ADB: High-tech, manufacturing sectors to keep China away from middle-income trap
China’s top provincial economies — Guangdong, Jiangsu, Shandong, and Zhejiang — are taking the lead in ensuring stable and high-quality growth, shaping a promising trajectory for China’s 2024 economic outlook, said experts.
They said the robust performance of the four provinces in 2023 showcases the strong resilience and vitality of the Chinese economy, while laying a solid foundation for sustained growth in 2024.
Looking ahead, experts and entrepreneurs said they expect the economy to pick up steadily in the current year, with strong policy support, continued recovery in consumer spending and the diminishing downward impact of real estate investment.
The southern coastal province of Guangdong became the first province in China to post a GDP of more than 13 trillion yuan ($1.81 trillion) last year, finishing as the top provincial economy in the country for the 35th consecutive year. The economic output of Shandong and Zhejiang also touched highs, exceeding 9 trillion yuan and 8 trillion yuan, respectively.
Eastern China’s Jiangsu became the first Chinese province with five cities recording a GDP of over 1 trillion yuan each. The province as a whole reported a GDP of over 12 trillion yuan last year, ranking second.
Feng Jianlin, chief economist at Beijing FOST Economic Consulting Co, attributed the robust performances to solid economic foundations and robust internal dynamics, saying the provinces have made great strides in deepening reforms and opening-up, improving the business environment, fostering a relatively vibrant private sector and enhancing innovation capabilities.
“Economically strong provinces will continue to play a key role in supporting China’s steady economic growth this year,” he said.

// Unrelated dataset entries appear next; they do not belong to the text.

PR #2371, opened 2023-07-11
[PT]Bright

brytemenz:


app.js
```diff
@@ -1,18 +1,80 @@
-require('dotenv').config();
+require("dotenv").config();
 
-const express = require('express');
-const hbs = require('hbs');
+const express = require("express");
+const hbs = require("hbs");
```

Despite challenges and mounting uncertainties ahead, Feng said, the “around 5 percent” GDP growth is achievable this year. “We will see improvements in the services sector and employment, while household incomes and consumption are expected to maintain steady growth. Investment growth is expected to outpace that of 2023, with real estate development investment poised for improvement.”
Safdar Parvez, the Asian Development Bank’s country director for China, said the ADB forecasts that China’s economic growth will remain solid at 4.5 percent in 2024, supported by a continuous recovery of the services sector and efforts to expand domestic demand, particularly consumption.
“There is room for continued accommodative monetary and fiscal policies to support this growth level.”
China’s central bank announced on Wednesday that it will cut the reserve requirement ratio by 0.5 percentage point on Feb 5 to provide liquidity of about 1 trillion yuan ($140 billion) in the market.
Ye Yindan, a researcher at the Bank of China Research Institute, said more financial policies are needed to strike a balance between ensuring stable growth, promoting reforms and preventing risks.
Looking into the future, Parvez from the ADB said he has “very little doubt” that China will be able to avoid the middle-income trap as the country has strong, sophisticated manufacturing and high-tech sectors.
The middle-income trap refers to economies stagnating at middle-income levels and failing to graduate to high-income economies.
Marc Horn, president of Merck China, said the science and technology company is optimistic that the ongoing implementation of measures to further open up the market indicates China’s commitment to fostering a more transparent and accessible business environment.
Zhou Haijiang, chairman of garment giant Hodo Group in Wuxi, Jiangsu, said that the province’s achievements in 2023 have been inspiring, and private enterprises should make full use of the good environment to embrace new opportunities and to expand to the global market.